PR #425, opened 2025-05-26
[CMake] Remove redundant debug & release flag variable definitions

weslord:
At one point these commands were injecting additional flags, but now it looks like they define a variable as itself (presumably to no effect?).

Two more files also have some unusual flags, but I'm less confident that removing them won't have unexpected side-effects so I haven't touched them in this PR:
https://github.com/nicbarker/clay/blob/ce2475ba739c04938616d59e6048a1355f4fdd06/examples/terminal-example/CMakeLists.txt#L14-L15

https://github.com/nicbarker/clay/blob/ce2475ba739c04938616d59e6048a1355f4fdd06/examples/introducing-clay-video-demo/CMakeLists.txt#L29

### DIFF
--- a/examples/SDL2-video-demo/CMakeLists.txt
+++ b/examples/SDL2-video-demo/CMakeLists.txt
@@ -44,13 +44,6 @@ target_link_libraries(SDL2_video_demo PUBLIC
     SDL2_image::SDL2_image-static
 )
 
-if(MSVC)
-  set(CMAKE_C_FLAGS_DEBUG "${CMAKE_C_FLAGS_DEBUG}")
-else()
-  set(CMAKE_C_FLAGS_DEBUG "${CMAKE_C_FLAGS_DEBUG}")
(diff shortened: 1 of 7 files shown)


nicbarker:
Ah, apologies these really should be commented better. I just leave them there because I sometimes want to switch the flags on locally so I change things like:
```diff
- set(CMAKE_C_FLAGS_DEBUG "${CMAKE_C_FLAGS_DEBUG}")
+ set(CMAKE_C_FLAGS_DEBUG "${CMAKE_C_FLAGS_DEBUG} -Wall -Werror")
```

When I was experimenting a little while ago, this seemed to be the only way I could get my local cmake to accept more flags without clobbering the auto injected ones from CLion. If there's a better way I'd be happy to hear about it 🙂

weslord:
Makes sense!

> If there's a better way I'd be happy to hear about it 🙂

I’m teaching myself about CMake by reading these files, so I have no better suggestions.

PR #430, opened 2025-06-03
[Renderers/Raylib] Fix element float distortion

rootBrz:


nicbarker:
Great catch, thank you!

PR #444, opened 2025-06-22
[#443] [Text/TTF] Font sizing is ignored

### LINKED ISSUE #443: [Text/TTF] Font sizing is ignored
The SDL2 and SDL3 examples and renderer ignores the `fontSize` property of the text rendering data both on the render and the measurement side.

wolfee001:
Fixes #443


nicbarker:
Looks good to me, great work!

PR #451, opened 2025-06-24
Fix aspect ratio display, closes #449

### LINKED ISSUE #449: Aspect ratio gets casted to an Int in the debugger
Hi.

You can see [here](https://github.com/nicbarker/clay/blob/main/clay.h#L3611) that you are casting the aspect ratio to an integer when displaying it in the Debug window. This obviously rounds it, and makes it not accurate when displayed. Perhaps a "Clay__FloatToString" function should be added.

tralph3:
Tiny change, please tell me if the identifier name suits your conventions.


nicbarker:
This looks great, thank you!

PR #462, opened 2025-07-08
[bindings/odin] SizingFit and SizingGrow default parameters

A1029384756:
`SizingFit` and `SizingGrow` now take default parameters instead of having to fill with a default struct. this takes the usage from:
```odin
clay.SizingGrow({})
clay.SizingFit({})
```
to
```odin
clay.SizingGrow()
clay.SizingFit()
```
in the default case


A1029384756:
@tralph3 i considered it but decided against it because the common use case for that proc is to actually fill in the info, meanwhile `SizingFit` and `SizingGrow` are nearly always left blank

nicbarker:
Thanks for the great work here! Little improvements to the ergonomics really add up 🙂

============================================================

WORK TO BE COMPLETED: Check each line of the listing above for the string "happy" and return those that contain it.

RESULT:
When I was experimenting a little while ago, this seemed to be the only way I could get my local cmake to accept more flags without clobbering the auto injected ones from CLion. If there's a better way I'd be happy to hear about it 🙂
> If there's a better way I'd be happy to hear about it 🙂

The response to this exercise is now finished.